A inteligência artificial não é mais vista como um luxo ou inovação experimental, mas como um pilar estratégico que já impacta diretamente as operações e o relacionamento com clientes. A adesão à tecnologia deixou de ser uma vantagem e passou a ser um requisito mínimo para permanecer competitivo.
Desafios operacionais e estratégicos da adoção
O dilema dos altos custos de manutenção
O maior entrave para a continuidade de muitos projetos com IA nas instituições financeiras está no custo elevado de manutenção. O conceito de finops, que abrange os gastos com infraestrutura em nuvem, licenciamento e mão de obra especializada, pesa nas decisões executivas.
Marisa Reghini, vice-presidente de negócios digitais e tecnologia do Banco do Brasil, afirmou que os custos ainda fazem os executivos questionarem se a tecnologia vale o investimento em todos os casos. “O mercado ainda vai parar para refletir melhor sobre isso”, disse.
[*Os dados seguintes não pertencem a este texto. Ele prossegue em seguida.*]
PR #5455, opened 2021-03-28
Update Luno

40504:
Phone number is required for activating 2fa:

and when sign in from a new location:

P.S. temp mail address was used

### DIFF
--- a/_data/cryptocurrencies.yml
+++ b/_data/cryptocurrencies.yml
@@ -480,8 +480,12 @@ websites:
     url: https://www.luno.com/
     img: luno.png
     tfa:
+      - sms
+      - email
       - totp
     doc: https://www.luno.com/help/en/articles/1000203420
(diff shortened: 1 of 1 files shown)


Carlgo11 (approved):

_data/cryptocurrencies.yml
```diff
@@ -480,8 +480,12 @@ websites:
     url: https://www.luno.com/
     img: luno.png
     tfa:
+      - sms
+      - email
```
phallobst:
```suggestion
```
The doc page does not mention email or SMS. Can you elaborate on that?

Regarding your screenshot: Does this happen only when you use a new device? It also seems to use a 4 digit code there, instead of the usual 6 digits as seen in the Google Authenticator example video.

phallobst (approved):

Abandono de projetos e necessidade de planejamento
Com o tempo, algumas iniciativas demonstram escalabilidade limitada ou retorno questionável, o que leva instituições a interromper projetos que já haviam avançado demais. Em tecnologia, abandonar um projeto após alto investimento é complexo, o que reforça a importância de um planejamento inicial bem estruturado.
A Caixa, por exemplo, revisa continuamente os caminhos de cada piloto, para não escalar projetos com riscos ocultos ou retornos incertos. “Quando o projeto se torna grande demais para ser abandonado, é sinal de que começou errado”, disse Pedrosa.
Resultados concretos com IA generativa
A experiência do Bradesco com a assistente BIA
O Bradesco tem sido um dos bancos mais proativos na aplicação da IA generativa. A assistente virtual BIA, impulsionada por algoritmos de linguagem, atingiu resolutividade de 85% a 90% nas interações com clientes. Isso significa que, na maioria dos casos, a inteligência artificial resolve demandas sem intervenção humana.
Apesar do avanço, o banco mantém uma postura conservadora. Edilson Reis, CIO e diretor-executivo de inovação do Bradesco, explicou que os projetos são escalados “com os pés no chão”. Segundo ele, a BIA revelou limitações que poderiam se tornar problemas se tivessem sido escaladas sem testes prévios.
Ganhos de produtividade e eficiência
A adoção da IA gerou ganhos de eficiência operacional de até 11% em instituições financeiras, segundo estimativas internas compartilhadas no evento. Esses ganhos se traduzem em redução de filas digitais, atendimento mais rápido, análises de risco mais precisas e decisões de crédito mais assertivas.
Riscos e ameaças emergentes com a IA
A escalada das fraudes digitais
Um dos maiores temores dos CIOs e diretores de tecnologia é o uso da própria IA para alimentar atividades fraudulentas. Segundo Richard Flavio da Silva, CIO do Santander Brasil, o setor já enfrenta casos de clones digitais e deepfakes sendo usados por criminosos para enganar sistemas de segurança.
O avanço da tecnologia permite que fraudadores criem identidades falsas extremamente convincentes, com áudios e vídeos sintéticos. Isso exige dos bancos um esforço constante de atualização em cibersegurança e autenticação de usuários.
Deepfakes e engenharia social
O uso de IA generativa por criminosos também amplia o risco de ataques de engenharia social. Com ferramentas avançadas, é possível criar vídeos de executivos solicitando transferências ou acessos, o que compromete toda a estrutura de segurança de grandes corporações.
Os bancos estão investindo em modelos preditivos para identificar comportamentos suspeitos e em sistemas biométricos mais sofisticados, mas o desafio é manter esse escudo sempre à frente das inovações do crime.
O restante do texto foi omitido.